Gericht: Sächsisches Oberverwaltungsgericht
Beschluss verkündet am 23.01.2006
Aktenzeichen: 4 B 964/04
Rechtsgebiete: VwGO, BImSchG, BGB, SächsVwVG


Vorschriften:

VwGO § 124 Abs. 2 Nr. 1
VwGO § 124 a Abs. 4 Satz 4
BImSchG § 20 Abs. 1
BImSchG § 20 Abs. 2
BGB § 138
SächsVwVG § 3
Eine gegen einen Vollstreckungsschuldner nach § 3 Abs. 1 und 2 SächsVwVG gerichtete Maßnahme der Vollstreckung ist nicht rechtswidrig, weil die Vollstreckung nach § 3 Abs. 3 SächsVwVG nicht gegen seinen Rechtsnachfolger gerichtet werden könnte.
SÄCHSISCHES OBERVERWALTUNGSGERICHT Beschluss

Az.: 4 B 964/04

In der Verwaltungsrechtssache

wegen Androhung der Ersatzvornahme

hier: Antrag auf Zulassung der Berufung

hat der 4. Senat des Sächsischen Oberverwaltungsgerichts durch den Vizepräsidenten des Oberverwaltungsgerichts Künzler, den Richter am Oberverwaltungsgericht Meng und den Richter am Oberverwaltungsgericht Heinlein

am 23. Januar 2006

beschlossen:

Tenor:

Der Antrag der Klägerin, die Berufung gegen das Urteil des Verwaltungsgerichts Leipzig vom 5. Oktober 2004 - 7 K 1329/02 - zuzulassen, wird abgelehnt.
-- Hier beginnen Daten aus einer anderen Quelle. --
PR #506, opened 2022-10-11
Amends cache key in Cached schema visitor

Baccata:
In order to reduce risk of memory leaks when people do not have stable references for the routers (ie `def` instead of `val`), this PR changes the cache key for the Cached schema visitor to avoid it being impacted by bits that are different when performing equality checks, in particular `Lazy`. 

This isn't a panacea, Schemas cannot be accurately compared for equality, for the sheer fact that two schemas might be semantically the same without being equal, due to the language limitation of not being able to compare thunks in Lazy.

Therefore, we mitigate the problem by providing a custom hashing function for schemas that applies a reasoned behaviour when encountering `Lazy`, and use that (conjointly with the ShapeId) as a key during memoization of schema compilation.

Additionally, this PR provides : 

* an implementation for the equals/hashcode methods of the Hints map
* a bunch of hash-code stable function constructs for the usecase of Dynamic. 

- [ ] Add a bunch of tests, in particular in the Dynamic usecase, to make sure that two dynamic schemas coming from the same model are not re-creating entries in the memoization map.

### DIFF
--- a/modules/core/src/smithy4s/schema/HashVisitor.scala
+++ b/modules/core/src/smithy4s/schema/HashVisitor.scala
@@ -1,0 +1,115 @@
+package smithy4s.schema
+
+import smithy4s.Lazy
+
+import smithy4s.Bijection
+import smithy4s.Refinement
+
+import smithy4s.{Hints, ShapeId}
+
+private[schema] class HashVisitor() extends SchemaVisitor[Lambda[A => Unit]] {
+  private var result: Int = 1
+  private val prime: Int = 31
+  private val visitedLazy: java.util.HashSet[ShapeId] =
+    new java.util.HashSet[ShapeId]()
+
+  def getResult: Int = result
+
+  def primitive[P](shapeId: ShapeId, hints: Hints, tag: Primitive[P]): Unit = {
+    result = result * prime + 1
+    result = result * prime + shapeId.hashCode()
+    result = result * prime + hints.hashCode()
+    result = result * prime + tag.hashCode()
+  }
+
+  def collection[C[_], A](
+      shapeId: ShapeId,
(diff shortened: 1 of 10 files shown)


modules/core/src/smithy4s/schema/HashVisitor.scala
```diff
@@ -0,0 +1,142 @@
...
+    this(schema)
+  }
+
+  def refine[A, B](schema: Schema[A], refinement: Refinement[A, B]): Unit = {
+    result = result * prime + 8
+    result = result * prime + refinement.hashCode()
+    this(schema)
+  }
+
+  def lazily[A](suspend: Lazy[Schema[A]]): Unit = {
```
Baccata, line 133: This is the whole reason for doing this. There is not way of implementing a reasoned `equals` method on the `Lazy` construct. Therefore the only way we can get something that will resist cache-miss is by running the Lazy in an educated fashion to produce some sort of hash value.

modules/dynamic/src/smithy4s/dynamic/internals/DynamicLambdas.scala
```diff
@@ -0,0 +1,62 @@
...
+package smithy4s.dynamic.internals
+
+import smithy4s.schema.Alt
+import smithy4s.schema.Schema
+
+/**
+  * A bunch of hash-code stable lambdas that are less likely to break memoization
+  * that may be able to SchemaVisitors.
+  */
+private[internals] object DynamicLambdas {
```
Baccata, line 26: The idea here is that we can provide functions with stable equals/hashcode values, which should avoid a lot of cache-miss when compiling dynamic schemas.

Die Klägerin trägt die Kosten dieses Antragsverfahrens.

Der Streitwert für das Verfahren vor dem Oberverwaltungsgericht wird auf 510.652,76 € festgesetzt.

Gründe:

1. Die Klägerin beantragt die Zulassung der Berufung gegen ein Urteil des Verwaltungsgerichts Leipzig, mit dem ihre Klage gegen die ihrem verstorbenen Ehemann angedrohte Ersatzvornahme abgewiesen wurde.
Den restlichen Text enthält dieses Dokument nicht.